Hadoop - is the elephant packing its trunk for a trip into the mainstream?

This is a guest blog by Zubin Dowlaty, head of innovation and development at Mu Sigma.


Hadoop, the open-source software platform for distributed big data computing, has been making waves over the recent past. The IPO of HortonWorks in December 2014 contributed to that, and the stock market ambitions of the other two main distributors of Hadoop, Cloudera and MapR, have also been fanning the flames. Getting these big data technology companies trading as public institutions will create greater confidence in the technology. The increased funding levels will signal that these technologies are now proven, boosting their uptake.

A Schumpeter creative wave of technology destruction is occurring in the analytics space right now, triggered by Hadoop. It is quite amazing to witness the speed with which this is occurring. Larger enterprises are now eyeing it up for their corporate infrastructure; the technology has been set en route to becoming more accessible to business users rather than just data scientists. However, to exploit this opportunity, enterprises need to be willing to adopt a different mindset.

En route to an enterprise-scale solution?

Over the last year, the industry has seen widespread deployment of Hadoop and associated technologies across many verticals. Furthermore, significant momentum has started building in the enterprise segment, with Fortune 500 companies taking Hadoop more seriously as a data-operating platform for an enterprise-scale and -grade applications. Companies of this size have the muscle to take the technology from the ‘early adopter’ to ‘early majority’ stage and beyond, creating a network effect: as more – and more significant – companies implement Hadoop, others follow.

From the Hadoop solution perspective, the technology stack using Hadoop 2.0 and YARN is the critical technology component that has enabled Hadoop to become more of a general OS or computing platform for an analytics group, and not just a niche computing tool.

Technologies such as Apache Spark, Impala, Solr, and STORM, plugged into the YARN component model, have accelerated adoption for running real-time queries and computation. Technologies like ParAccel, Hive on Tez, Spark SQL, Apache Drill from a range of vendors have been created to support data exploration and discovery applications. SQL on Hadoop is another area which has seen a lot of traction in terms of development.
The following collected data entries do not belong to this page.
PR #5524, opened 2024-10-09
cli/compose: implement the ports validation method

Stavrospanakakis:
**- What I did**
This commit implements a validation method for the port mappings of compose. Also, it removes the ports validation method from the `expose` property since they do not always accept the same type of values. For example, `ports` property accepts the value `8000:8000` but the `expose` property not.

**- How I did it**
After reading the [API Reference](https://docs.docker.com/reference/compose-file/services/#ports) of Docker Compose syntax, I wrote a test that covers all the cases and then implemented the validation method until the tests pass.

**- How to verify it**
Run `make test`

```markdown changelog
Implement the ports validation method for compose
```

### DIFF
--- a/cli/compose/schema/schema.go
+++ b/cli/compose/schema/schema.go
@@ -6,9 +6,11 @@ package schema
 import (
 	"embed"
 	"fmt"
+	"math/big"
 	"strings"
 	"time"
 
+	"github.com/docker/go-connections/nat"
 	"github.com/pkg/errors"
 	"github.com/xeipuuv/gojsonschema"
 )
@@ -20,9 +22,18 @@ const (
 
 type portsFormatChecker struct{}
 
-func (checker portsFormatChecker) IsFormat(_ any) bool {
-	// TODO: implement this
-	return true
+func (checker portsFormatChecker) IsFormat(input any) bool {
+	var portSpec string
+
+	switch p := input.(type) {
+	case string:
+		portSpec = p
+	case *big.Rat:
+		portSpec = strings.Split(p.String(), "/")[0]
+	}
+
+	_, err := nat.ParsePortSpec(portSpec)
+	return err == nil
 }
 
 type durationFormatChecker struct{}
@@ -37,7 +48,6 @@ func (checker durationFormatChecker) IsFormat(input any) bool {
 }
 
 func init() {
-	gojsonschema.FormatCheckers.Add("expose", portsFormatChecker{})
 	gojsonschema.FormatCheckers.Add("ports", portsFormatChecker{})
 	gojsonschema.FormatCheckers.Add("duration", durationFormatChecker{})
 }
--- a/cli/compose/schema/schema_test.go
+++ b/cli/compose/schema/schema_test.go
@@ -29,6 +29,111 @@ func TestValidate(t *testing.T) {
 	assert.ErrorContains(t, Validate(config, "12345"), "unsupported Compose file version: 12345")
 }
 
+func TestValidatePorts(t *testing.T) {
+	testcases := []struct {
+		ports    any
+		hasError bool
+	}{
+		{
+			ports:    []int{8000},
+			hasError: false,
+		},
+		{
+			ports:    []string{"8000:8000"},
+			hasError: false,
+		},
+		{
+			ports:    []string{"8001-8005"},
+			hasError: false,
+		},
+		{
+			ports:    []string{"8001-8005:8001-8005"},
+			hasError: false,
+		},
+		{
+			ports:    []string{"8000"},
+			hasError: false,
+		},
+		{
+			ports:    []string{"8000-9000:80"},
+			hasError: false,
+		},
+		{
+			ports:    []string{"[::1]:8080:8000"},
+			hasError: false,
+		},
+		{
+			ports:    []string{"[::1]:8080-8085:8000"},
+			hasError: false,
+		},
+		{
+			ports:    []string{"127.0.0.1:8000:8000"},
+			hasError: false,
+		},
+		{
+			ports:    []string{"127.0.0.1:8000-8005:8000-8005"},
+			hasError: false,
+		},
+		{
+			ports:    []string{"127.0.0.1:8000:8000/udp"},
+			hasError: false,
+		},
+		{
+			ports:    []string{"8000:8000/udp"},
+			hasError: false,
+		},
+		{
+			ports:    []string{"8000:8000/http"},
+			hasError: true,
+		},
+		{
+			ports:    []string{"-1"},
+			hasError: true,
+		},
+		{
+			ports:    []string{"65536"},
+			hasError: true,
+		},
+		{
+			ports:    []string{"-1:65536/http"},
+			hasError: true,
+		},
+		{
+			ports:    []string{"invalid"},
+			hasError: true,
+		},
+		{
+			ports:    []string{"12345678:8000:8000/tcp"},
+			hasError: true,
+		},
+		{
+			ports:    []string{"8005-8000:8005-8000"},
+			hasError: true,
+		},
+		{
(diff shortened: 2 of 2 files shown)


thaJeztah:
at my computer right now (commenting from my phone), but wondering if (most of this?) would be doable using the utilities that are used for the corresponding command-line options;

https://github.com/docker/cli/blob/305985c1b11e8542abdb361205328e69f327caad/vendor/github.com/docker/go-connections/nat/parse.go#L10

https://github.com/docker/cli/blob/305985c1b11e8542abdb361205328e69f327caad/vendor/github.com/docker/go-connections/nat/nat.go#L121

https://github.com/docker/cli/blob/305985c1b11e8542abdb361205328e69f327caad/vendor/github.com/docker/go-connections/nat/nat.go#L171

laurazard (approved):
LGTM!

cli/compose/schema/schema.go
```diff
@@ -37,7 +48,6 @@ func (checker durationFormatChecker) IsFormat(input any) bool {
 }
 
 func init() {
-	gojsonschema.FormatCheckers.Add("expose", portsFormatChecker{})
```
thaJeztah, line 40: Not for this PR, but we probably would be able to use the same utilities for this case as well, which could be either using `ParsePortSpec` and making sure the IP address is not set, or a combination of `ParsePortRange` and  `SplitProtoPort `.


I see the latter is the approach taken for the `--expose` flag, but .. I'm actually wondering if the first approach would be better, because it also validates the given proto

https://github.com/docker/cli/blob/305985c1b11e8542abdb361205328e69f327caad/cli/command/container/opts.go#L443-L466

thaJeztah: On second thought, MAYBE validating the proto shouldn't belong on the client-side, as the list of supported protocols _could_ depend on what the daemon supports.

But given that we already do it elsewhere, maybe that's not _too_ problematic (and if we change, we should do so across the board).

We could possibly convert the code linked above to a utility if we don't want to duplicate the logic.

thaJeztah: In any case, none of the above is needed for the current PR; it's mostly outlining thoughts for a follow-up 😅

thaJeztah (approved):
LGTM, thanks!

cli/compose/schema/schema.go
Stavrospanakakis: @thaJeztah The [`ParsePortSpec`](https://github.com/docker/go-connections/blob/5df8d2b30ca886f2d94740ce3c54abd58a5bb2c9/nat/nat.go#L171) method returns [`PortMapping`](https://github.com/docker/go-connections/blob/5df8d2b30ca886f2d94740ce3c54abd58a5bb2c9/nat/nat.go#L148) while the `expose` propery is a [`PortBinding`](https://github.com/docker/go-connections/blob/5df8d2b30ca886f2d94740ce3c54abd58a5bb2c9/nat/nat.go#L12), so [`ParsePortSpec`](https://github.com/docker/go-connections/blob/5df8d2b30ca886f2d94740ce3c54abd58a5bb2c9/nat/nat.go#L171) might not be the best for this case.

For this reason, I believe that the combination of [`ParsePortRange`](https://github.com/docker/go-connections/blob/5df8d2b30ca886f2d94740ce3c54abd58a5bb2c9/nat/parse.go#L10) and [`SplitProtoPort`](https://github.com/docker/go-connections/blob/5df8d2b30ca886f2d94740ce3c54abd58a5bb2c9/nat/nat.go#L95) will work better .

Regarding creating a utility, I am not sure that it will help to avoid duplicate code. For example:

**Using a utility:**

```go
// utils.go

func validateExposePortOption(ctx context.Context, portSpec string) error {
  if strings.Contains(portSpec, ":") {
    return fmt.Errorf("invalid port format for expose %s", portSpec)
  }

  // support two formats for expose, original format <portnum>/[<proto>]
  // or <startport-endport>/[<proto>]
  proto, port := nat.SplitProtoPort(portSpec)
  
  // we could probably convert the validateProto method to public and validate the
  // proto to the client
  // https://github.com/docker/go-connections/blob/5df8d2b30ca886f2d94740ce3c54abd58a5bb2c9/nat/nat.go#L110
  // ......

  // parse the start and end port and create a sequence of ports to expose
  // if expose a port, the start and end port are the same
  _, _, err := nat.ParsePortRange(port) 
  if err != nil {
    return fmt.Errorf("invalid range format for expose: %s, error: %s", portSpec, err)
  }
  return nil
}
```

```go
// opts.go

// Merge in exposed ports to the map of published ports
for _, e := range copts.expose.GetAll() {
        err := validateExposePortOption(ctx, e)
        if err != nil {
            return nil, errors.Errorf("invalid port format for --expose: %s, error: %s", e, err)
        }

        // DUPLICATE CODE WITH THE UTILITY
	start, end, err := nat.ParsePortRange(port)
	if err != nil {
		return nil, errors.Errorf("invalid range format for --expose: %s, error: %s", e, err)
	}
	for i := start; i <= end; i++ {
		p, err := nat.NewPort(proto, strconv.FormatUint(i, 10))
		if err != nil {
			return nil, err
		}
		if _, exists := ports[p]; !exists {
			ports[p] = struct{}{}
		}
	}
}
```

SPARK stands out as it has given the data science community a programming framework for creating algorithms that run more quickly compared to other technologies. It has come a long way to be considered as the new open standard in Hadoop and with robust developer support it is expected to become the de-facto execution engine for batch processing. Batch MapReduce is slow for computation but great for handling big data. With SPARK, data scientists will have fast in-memory capabilities for running algorithms on Hadoop clusters.

Governance and security for Hadoop clusters is still evolving, but these areas have progressed and the main vendors have recognized them as weaknesses, so they can be expected to improve in the short to medium term.

Wringing a lot more ROI for business people

In 2015, apart from scaling their Hadoop initiatives, companies will also be looking for the return on their data and infrastructure investments.

From a technology perspective, YARN will continue to gain momentum as it can support additional execution and programming engines other than MapReduce. Given the flexibility it brings to the table, it will help build more big data applications for better consumption by business users rather than just data scientists.

Analytical applications leveraging concurrent analysis will push analysts to adopt real-time or near real-time computation over the traditional batch mode.

Adoption of scalable technologies in storage, computing and parallelization will increase as more and more machine-generated data becomes available for analysis. Current BI, hardware and analytics-led software architectures are not suitable for scale. They will need to be revisited and carefully thought through. The industry is looking out for standards in this area, and a unified platform that offers an end-to-end solution.

Toolset, skillset, mindset

When it comes to the adoption of advanced technologies such as Hadoop, an organization can acquire toolsets and skillset over a period of time but the largest challenge lies in changing the mindset of the enterprise community as it is deeply ingrained.

For example, large organizations are still struggling with the need to shift from central Enterprise Data Warehouse frameworks towards more distributed data management structures. Similarly, deep-seated trust in paid solutions needs to give way to greater adoption of open source models and technologies, which are now very mature.

It is important to move away from the current 1980s technology and application mindset, and truly scale up in order for enterprise end users to reap the full benefits of Big Data insights and make better decisions. A holistic approach bringing math, business and technology together within a ‘Man-Machine’ ecosystem would be the key to achieving it.

Think scale, think agility, think continuous organizational learning – that is what technologies like Hadoop can make possible.